A contest winner is given a choice of 2 prizes:

Prize 1: $1 today, $2 tomorrow, $4 on day 3, and so on, for 30 days. Each day the winner receives twice as much as the day before

Prize 2: $1 today, $3 tomorrow, $9 on day 3, and so on, for 20 days. Each day the winner receives 3 times as much as the day before

Steve answered this question.

http://www.jiskha.com/display.cgi?id=1431898893

but it doesnt make sense

Then we can do it the slow, old-fashioned way.

Day 1 - 1
2 - 2
3 - 4
4 - 8
5 - 16
6 - 32
etc.

Continue til you reach 30 days.

Do the same for Prize 2. Continue for 20 days.

To determine which prize is more valuable, we need to calculate the total amount of money received for each prize over the specified number of days.

For Prize 1, the amount received each day doubles. So, to calculate the total amount received, we can use the formula:

Total amount = initial amount * (2^(number of days) - 1)

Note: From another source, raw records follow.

PR #3163, opened 2026-02-26
feat(node): Add timestamp tracking for debugging local feature flag evaluation

gustavohstrassburger:
## Problem

Local feature flag evaluation in posthog-node was missing the timestamp tracking that's available in remote evaluation, making it difficult to debug timing-related issues when troubleshooting flag behavior.

When debugging cache TTL problems or investigating timing between flag definition loading and evaluation, developers had no visibility into:
- When flag definitions were loaded from the server
- When individual flags were evaluated for comparison with remote evaluation behavior

## Changes

Added simple timestamp tracking to improve debugging and observability for local feature flag evaluation:

- Track when flag definitions are loaded from server (`flagDefinitionsLoadedAt`)
- Include timestamps in `$feature_flag_called` events for locally evaluated flags
- Provide equivalent timing information to what remote evaluation already includes

The implementation uses a straightforward approach with inline `Date.now()` calls based on code review feedback, avoiding complex data structures while providing the necessary debugging information.

This ensures locally evaluated flags include the same timestamp data as remotely evaluated flags in analytics events, making it easier to debug timing-related issues and maintain consistency between evaluation methods.

### Libraries affected

- [ ] All of them
- [ ] posthog-js (web)
- [x] posthog-node
- [ ] posthog-react-native
- [ ] @posthog/react
- [ ] @posthog/ai
- [ ] @posthog/convex
- [ ] @posthog/nextjs-config
- [ ] @posthog/nuxt
- [ ] @posthog/rollup-plugin
- [ ] @posthog/webpack-plugin
- [ ] @posthog/types

## Checklist

- [x] Tests for new code

### If releasing new changes

### DIFF
--- a/packages/node/src/client.ts
+++ b/packages/node/src/client.ts
@@ -821,18 +821,16 @@ export abstract class PostHogBackendClient extends PostHogCoreStateless implemen
           locally_evaluated: flagWasLocallyEvaluated,
           [`$feature/${key}`]: response,
           $feature_flag_request_id: requestId,
-          $feature_flag_evaluated_at: evaluatedAt,
+          $feature_flag_evaluated_at: flagWasLocallyEvaluated ? Date.now() : evaluatedAt,
         }
 
-        // Add local evaluation timestamps when flag was evaluated locally
+        // Add local evaluation definition load timestamp
         if (flagWasLocallyEvaluated && this.featureFlagsPoller) {
           const flagDefinitionsLoadedAt = this.featureFlagsPoller.getFlagDefinitionsLoadedAt()
 
           if (flagDefinitionsLoadedAt !== undefined) {
             properties.$feature_flag_definitions_loaded_at = flagDefinitionsLoadedAt
           }
-          // For local evaluation, evaluation happens immediately when you call the method
-          properties.$feature_flag_evaluated_at = Date.now()
         }
 
         if (featureFlagError) {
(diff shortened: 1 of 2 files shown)


dmarticus (commented):
Okay, this is a valid problem and I'm glad you're tackling it. I am not sure it's exactly the right way to go about it though; here's what I'm thinking:

1. The `evaluationTimestampCache` design is awkward. The context is created fresh per-request, so the "cache" is set during evaluation and read moments later in the same call. It's not really caching anything
across requests - it's just a roundabout way to pass `Date.now()` from the evaluation point to the event emission.
2. Over-engineering? For local evaluation, the flag is computed synchronously. The evaluation timestamp is essentially "now." Why not just capture `Date.now()` directly when building the event properties, rather than storing it in a context object first?
3. The `flagDefinitionsLoadedAt` part makes sense - knowing when your cached definitions were fetched is useful for cache TTL management and debugging staleness issues.
4. The per-flag timestamp seems less useful - For remote evaluation, `evaluatedAt` comes from the server and tells you when the server made the decision (which could differ from request time due to network latency). For local evaluation, evaluation happens immediately when you call the method - the timestamp is always "right now."

A simpler approach might be:
- Keep `flagDefinitionsLoadedAt`
- Drop the `evaluationTimestampCache` complexity and just use Date.now() inline when setting `$feature_flag_evaluated_at` for locally evaluated flags (unless there's a specific use case where you evaluate a flag, then later send the event and need to preserve the original evaluation time – but that doesn't seem like the common pattern here)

For Prize 2, the amount received each day triples. So, the formula to calculate the total amount received will be:

Total amount = initial amount * (3^(number of days) - 1) / (3 - 1)

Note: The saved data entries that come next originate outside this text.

PR #3165, opened 2026-02-26
feat(browser): Tree shake additional extensions

dustinbyrne:
## Problem

Six classes are always constructed in the PostHog constructor regardless of whether they're needed: Surveys, Toolbar, PostHogExceptions, Conversations, Logs, and WebExperiments. This means they can't be tree-shaken out of slim/custom bundles.

This is PR 2/3
1. https://github.com/PostHog/posthog-js/pull/3164
2. https://github.com/PostHog/posthog-js/pull/3165 **<<< you are here**
3. https://github.com/PostHog/posthog-js/pull/3166

## Changes

Makes all six classes conditionally constructed via `__extensionClasses`, matching the pattern already used for autocapture, session recording, heatmaps, etc.

- **Imports changed to type-only**: Hard imports of 6 classes replaced with `import type` in posthog-core.ts. Classes are only referenced through the `__extensionClasses` config.
- **Properties made optional**: `surveys?`, `toolbar?`, `exceptions?`, `conversations?`, `logs?`, `experiments?` — all use optional chaining at call sites (~15 locations).
- **Graceful degradation**: Survey methods (`getSurveys`, `getActiveMatchingSurveys`, `canRenderSurvey`, etc.) call the error callback when the surveys module isn't loaded. `captureException` returns early. `loadToolbar` returns false.
- **`_onRemoteConfig` fully unified**: Removes the remaining hardcoded dispatch calls — everything now goes through `this.extensions.forEach(ext => ext.onRemoteConfig?.(config))`.
- **6 classes** now `implement Extension` with appropriate `initialize()` methods.
- **Survey enums → const objects**: All TypeScript `enum` declarations in `posthog-surveys-types.ts` converted to `as const` objects with type aliases. Enums compile to IIFEs that bundlers can't tree-shake; const objects are plain property access.
- **Extension bundles updated**: New exports `SurveysExtensions`, `ToolbarExtensions`, `ExperimentsExtensions`, `ConversationsExtensions`, `LogsExtensions`, and `ErrorTrackingExtensions` now includes `exceptions`.

## Bundle size

| | module.js | module.slim.js | module.js (gz) | module.slim.js (gz) |
|---|---|---|---|---|
| **main** | 177.1 kB | 142.2 kB | 56.8 kB | 46.3 kB |
| **this PR** | 177.5 kB (+0.2%) | 107.0 kB (-24.8%) | 56.9 kB (+0.3%) | 36.4 kB (-21.4%) |

### Libraries affected

- [ ] All of them
- [x] posthog-js (web)
- [ ] posthog-node
- [ ] posthog-react-native
- [ ] @posthog/react
- [ ] @posthog/ai
- [ ] @posthog/convex
- [ ] @posthog/nextjs-config
- [ ] @posthog/nuxt
- [ ] @posthog/rollup-plugin
- [ ] @posthog/webpack-plugin
- [ ] @posthog/types

## Checklist

- [x] Tests for new code

### If releasing new changes

### DIFF
--- a/packages/browser/src/types.ts
+++ b/packages/browser/src/types.ts
@@ -18,6 +18,12 @@ import type { SessionRecording } from './extensions/replay/session-recording'
 import type { Heatmaps } from './heatmaps'
 import type { PostHogProductTours } from './posthog-product-tours'
 import type { SiteApps } from './site-apps'
+import type { PostHogSurveys } from './posthog-surveys'
+import type { Toolbar } from './extensions/toolbar'
+import type { PostHogExceptions } from './posthog-exceptions'
+import type { WebExperiments } from './web-experiments'
+import type { PostHogConversations } from './extensions/conversations/posthog-conversations'
+import type { PostHogLogs } from './posthog-logs'
 
 // ============================================================================
 // Re-export public types from @posthog/types
@@ -141,6 +147,12 @@ export type PostHogConfig = Omit<BasePostHogConfig, 'loaded'> & {
         webVitalsAutocapture?: ExtensionConstructor<WebVitalsAutocapture>
         exceptionObserver?: ExtensionConstructor<ExceptionObserver>
         deadClicksAutocapture?: ExtensionConstructor<DeadClicksAutocapture>
+        exceptions?: ExtensionConstructor<PostHogExceptions>
+        surveys?: ExtensionConstructor<PostHogSurveys>
+        toolbar?: ExtensionConstructor<Toolbar>
+        experiments?: ExtensionConstructor<WebExperiments>
+        conversations?: ExtensionConstructor<PostHogConversations>
+        logs?: ExtensionConstructor<PostHogLogs>
     }
 }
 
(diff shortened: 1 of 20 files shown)


marandaneto (approved):

packages/browser/src/types.ts
```diff
@@ -25,6 +25,22 @@ import type { WebExperiments } from './web-experiments'
...
+ * Augmented by the slim bundle entry point to mark tree-shakeable extensions
+ * as optional. Empty by default (full bundle), meaning extensions are guaranteed.
+ */
+export interface TreeShakeableConfig {}
+
+/**
+ * For the full bundle (default), resolves to T (extensions guaranteed present).
+ * For the slim bundle (augmented with { optional: true }), resolves to T | undefined.
+ */
+export type TreeShakeable<T> = 'optional' extends keyof TreeShakeableConfig ? T | undefined : T
```
dustinbyrne, line 42: I noticed our Vercel build was failing because it expected `posthog.surveys` to always be defined. In the full bundle it always is defined, but the type checker still requires a null check. Having thought about it some more, it doesn't seem reasonable for us to be making a breaking change in the type checking.

I came up with this solution. This allows us to mark properties as always defined in a full bundle, and optionally defined in a slim bundle. It defaults to being defined, so there's no risk of breaking backwards compatibility with types.

lucasheriques (approved):
looks good on the surveys side :pray:

PR #3172, opened 2026-02-27
fix(browser): Send gzipped request body as ArrayBuffer

dustinbyrne:
## Problem

Playwright integration tests are failing quite often on Safari.

After some debugging, I discovered that some event ingestion requests were returning 400 responses, stating the body was empty.

As it turns out, WebKit sends an empty request body via `fetch` when the body contains a `Blob`. I was able to confirm this behavior in a separate minimal reproduction. This likely [affects other Safari users](https://us.posthog.com/project/2/logs?serviceNames=%5B%22contour%22%5D&filterGroup=%7B%22type%22%3A%22AND%22%2C%22values%22%3A%5B%7B%22type%22%3A%22AND%22%2C%22values%22%3A%5B%7B%22key%22%3A%22response_code%22%2C%22value%22%3A%5B%22400%22%5D%2C%22operator%22%3A%22exact%22%2C%22type%22%3A%22log_attribute%22%7D%5D%7D%5D%7D) as well.

Integration tests on Safari were only passing if the events could be sent before remote config was received, enabling compression (and thus sending blobs on fetch). The Playwright test mocked both`/array/<token>/config` and `/flags` as a source of remote config but not `/array/<token>/config.js`, which we've recently switched to. When we switched over, the integration tests began hitting the real service, getting a full remote config, and enabling compression.

## Changes

We now send an ArrayBuffer instead of a Blob.

### Libraries affected

- [ ] All of them
- [x] posthog-js (web)
- [ ] posthog-node
- [ ] posthog-react-native
- [ ] @posthog/react
- [ ] @posthog/ai
- [ ] @posthog/convex
- [ ] @posthog/nextjs-config
- [ ] @posthog/nuxt
- [ ] @posthog/rollup-plugin
- [ ] @posthog/webpack-plugin
- [ ] @posthog/types

## Checklist

- [x] Tests for new code

### If releasing new changes

### DIFF
--- a/packages/browser/src/__tests__/request.test.ts
+++ b/packages/browser/src/__tests__/request.test.ts
@@ -1,6 +1,7 @@
 /* eslint-disable compat/compat */
 /// <reference lib="dom" />
 
+import { TextDecoder } from 'util'
 import { extendURLParams, request } from '../request'
 import { Compression, RequestWithOptions } from '../types'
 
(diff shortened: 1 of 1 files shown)


pauldambra (commented):
vercel failure seems unrelated  


```
> playground-nextjs@0.1.0 build /vercel/path0/playground/nextjs
> next build --no-lint
 ⚠ Linting is disabled.
   ▲ Next.js 15.5.7
   Checking validity of types ...
   Creating an optimized production build ...
Failed to compile.
./pages/index.tsx
Module not found: Can't resolve 'posthog-js/lib/src/customizations'
https://nextjs.org/docs/messages/module-not-found
> Build failed because of webpack errors
 ELIFECYCLE  Command failed with exit code 1.
Error: Command "pnpm build" exited with 1
```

Now, let's calculate the total amount received for each prize:

Prize 1:
Initial amount = $1
Number of days = 30

Total amount = 1 * (2^30 - 1)
Total amount = 1 * (1073741824 - 1)
Total amount = $1,073,741,823

Prize 2:
Initial amount = $1
Number of days = 20

Total amount = 1 * (3^20 - 1) / (3 - 1)
Total amount = 1 * (3486784401 - 1) / (3 - 1)
Total amount = $1,742,882,000

Comparing the total amounts received for both prizes, we can see that Prize 2 is more valuable, with a total amount of $1,742,882,000 compared to Prize 1's total amount of $1,073,741,823. Therefore, the contest winner should choose Prize 2.